■ Problem to solve
The lines below that include "byte" are to be found and copied.

■ Source data

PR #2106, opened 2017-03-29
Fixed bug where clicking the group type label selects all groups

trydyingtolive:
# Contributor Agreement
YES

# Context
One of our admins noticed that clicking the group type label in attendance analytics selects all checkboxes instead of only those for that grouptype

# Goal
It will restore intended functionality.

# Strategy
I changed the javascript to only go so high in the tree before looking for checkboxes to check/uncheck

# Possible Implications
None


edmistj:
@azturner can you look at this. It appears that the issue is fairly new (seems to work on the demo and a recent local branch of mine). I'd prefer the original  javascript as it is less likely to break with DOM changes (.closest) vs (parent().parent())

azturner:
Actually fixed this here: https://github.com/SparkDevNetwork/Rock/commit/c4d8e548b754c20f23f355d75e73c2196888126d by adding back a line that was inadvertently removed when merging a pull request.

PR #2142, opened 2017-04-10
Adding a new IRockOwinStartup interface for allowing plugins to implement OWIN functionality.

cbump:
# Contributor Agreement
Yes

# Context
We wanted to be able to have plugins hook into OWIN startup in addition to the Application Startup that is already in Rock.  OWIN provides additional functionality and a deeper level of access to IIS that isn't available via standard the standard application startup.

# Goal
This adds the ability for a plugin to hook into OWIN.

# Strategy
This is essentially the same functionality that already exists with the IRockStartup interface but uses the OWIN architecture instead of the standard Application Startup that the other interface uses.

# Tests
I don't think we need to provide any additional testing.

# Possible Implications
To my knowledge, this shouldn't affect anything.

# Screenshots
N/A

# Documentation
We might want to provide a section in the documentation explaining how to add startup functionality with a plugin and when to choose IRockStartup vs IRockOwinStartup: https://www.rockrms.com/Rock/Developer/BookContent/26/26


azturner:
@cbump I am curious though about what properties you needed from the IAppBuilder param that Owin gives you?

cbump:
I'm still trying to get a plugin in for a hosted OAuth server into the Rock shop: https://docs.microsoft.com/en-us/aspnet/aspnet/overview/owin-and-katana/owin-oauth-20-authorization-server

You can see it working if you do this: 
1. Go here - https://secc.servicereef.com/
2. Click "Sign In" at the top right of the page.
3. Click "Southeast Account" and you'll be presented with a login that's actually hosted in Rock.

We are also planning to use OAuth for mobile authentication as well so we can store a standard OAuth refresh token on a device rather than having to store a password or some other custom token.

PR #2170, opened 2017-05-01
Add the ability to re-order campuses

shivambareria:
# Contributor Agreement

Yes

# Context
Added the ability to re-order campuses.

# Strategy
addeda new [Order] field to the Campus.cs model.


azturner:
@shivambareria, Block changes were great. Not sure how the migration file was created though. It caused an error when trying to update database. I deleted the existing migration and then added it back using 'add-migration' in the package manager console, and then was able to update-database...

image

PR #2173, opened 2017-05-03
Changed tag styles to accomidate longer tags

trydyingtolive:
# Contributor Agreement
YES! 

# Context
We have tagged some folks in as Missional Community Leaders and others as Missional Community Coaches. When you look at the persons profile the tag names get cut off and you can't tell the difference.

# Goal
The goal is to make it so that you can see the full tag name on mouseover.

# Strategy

...

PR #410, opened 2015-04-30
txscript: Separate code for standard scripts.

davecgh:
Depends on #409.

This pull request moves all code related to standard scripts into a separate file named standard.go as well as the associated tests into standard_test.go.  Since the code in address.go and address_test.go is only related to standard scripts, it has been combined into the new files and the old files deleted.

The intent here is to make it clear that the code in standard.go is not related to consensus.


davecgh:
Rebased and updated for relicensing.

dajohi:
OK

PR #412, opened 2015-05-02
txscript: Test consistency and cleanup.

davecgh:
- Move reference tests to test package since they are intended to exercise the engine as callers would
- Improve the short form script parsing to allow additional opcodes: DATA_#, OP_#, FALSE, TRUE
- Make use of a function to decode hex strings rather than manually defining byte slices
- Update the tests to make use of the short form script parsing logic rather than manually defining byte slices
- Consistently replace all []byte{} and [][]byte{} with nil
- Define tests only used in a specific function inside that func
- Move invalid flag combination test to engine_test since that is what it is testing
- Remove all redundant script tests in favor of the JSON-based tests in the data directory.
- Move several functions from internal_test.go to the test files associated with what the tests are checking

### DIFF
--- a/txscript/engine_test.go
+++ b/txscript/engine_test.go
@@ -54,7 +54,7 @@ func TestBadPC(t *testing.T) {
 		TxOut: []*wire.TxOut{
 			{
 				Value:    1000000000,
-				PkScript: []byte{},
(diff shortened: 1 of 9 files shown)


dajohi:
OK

---

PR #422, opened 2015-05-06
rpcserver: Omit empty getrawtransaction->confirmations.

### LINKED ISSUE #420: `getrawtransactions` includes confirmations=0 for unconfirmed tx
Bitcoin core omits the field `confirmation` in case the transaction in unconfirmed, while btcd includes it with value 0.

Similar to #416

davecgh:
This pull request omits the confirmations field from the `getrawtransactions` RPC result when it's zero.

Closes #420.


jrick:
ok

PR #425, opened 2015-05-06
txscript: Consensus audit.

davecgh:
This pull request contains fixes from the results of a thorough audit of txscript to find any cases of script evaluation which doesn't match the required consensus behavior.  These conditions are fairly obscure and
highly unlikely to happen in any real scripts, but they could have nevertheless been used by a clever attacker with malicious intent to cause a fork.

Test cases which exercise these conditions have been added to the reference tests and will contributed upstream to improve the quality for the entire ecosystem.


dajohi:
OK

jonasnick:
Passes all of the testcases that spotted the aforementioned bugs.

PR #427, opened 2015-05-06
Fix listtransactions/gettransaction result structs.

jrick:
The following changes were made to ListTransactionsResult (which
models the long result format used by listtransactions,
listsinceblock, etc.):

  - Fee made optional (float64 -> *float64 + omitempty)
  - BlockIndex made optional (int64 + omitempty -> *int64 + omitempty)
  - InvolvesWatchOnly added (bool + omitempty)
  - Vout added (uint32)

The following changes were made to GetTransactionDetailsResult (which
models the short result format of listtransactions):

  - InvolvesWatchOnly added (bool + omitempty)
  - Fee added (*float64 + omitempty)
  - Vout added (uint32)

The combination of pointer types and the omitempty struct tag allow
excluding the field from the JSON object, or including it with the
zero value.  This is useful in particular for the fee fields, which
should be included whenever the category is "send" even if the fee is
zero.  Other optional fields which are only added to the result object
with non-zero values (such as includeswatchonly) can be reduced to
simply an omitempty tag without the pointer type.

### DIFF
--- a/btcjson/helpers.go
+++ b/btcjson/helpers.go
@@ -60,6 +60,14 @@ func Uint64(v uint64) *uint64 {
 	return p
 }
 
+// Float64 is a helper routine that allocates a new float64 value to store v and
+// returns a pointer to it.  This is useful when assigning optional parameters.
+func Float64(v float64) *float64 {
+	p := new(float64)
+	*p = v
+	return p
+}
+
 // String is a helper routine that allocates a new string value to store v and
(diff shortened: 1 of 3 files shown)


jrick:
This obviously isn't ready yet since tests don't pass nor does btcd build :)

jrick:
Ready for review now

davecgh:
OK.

■ Output for this task
- Make use of a function to decode hex strings rather than manually defining byte slices
- Update the tests to make use of the short form script parsing logic rather than manually defining byte slices
- Consistently replace all []byte{} and [][]byte{} with nil
-				PkScript: []byte{},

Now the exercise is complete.